What the exercise asks. The entries are given below. Output each one unchanged.

** Data shown follows **

PR #632, opened 2026-04-16
fix: pending buffer not flushing to disk (closes #631)

### LINKED ISSUE #631: bug: pending buffer not flushing to disk — output file stale for weeks
## Summary

Worker output pending buffer accumulates indefinitely without being flushed to disk. In the observed case, 5.3MB of pending buffer data remained in memory while the output file hadn't been modified for 17 days.

## Evidence

**CTO session worker** (`f5d6194b.../48c33df0...`):

| Item | Value |
|------|-------|
| Output file size | 3,230,254 bytes (3.2MB) |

** End of Data shown **

Problem solution.
PR #632, opened 2026-04-16
fix: pending buffer not flushing to disk (closes #631)

### LINKED ISSUE #631: bug: pending buffer not flushing to disk — output file stale for weeks
## Summary

Worker output pending buffer accumulates indefinitely without being flushed to disk. In the observed case, 5.3MB of pending buffer data remained in memory while the output file hadn't been modified for 17 days.

## Evidence

**CTO session worker** (`f5d6194b.../48c33df0...`):

| Item | Value |
|------|-------|
| Output file size | 3,230,254 bytes (3.2MB) |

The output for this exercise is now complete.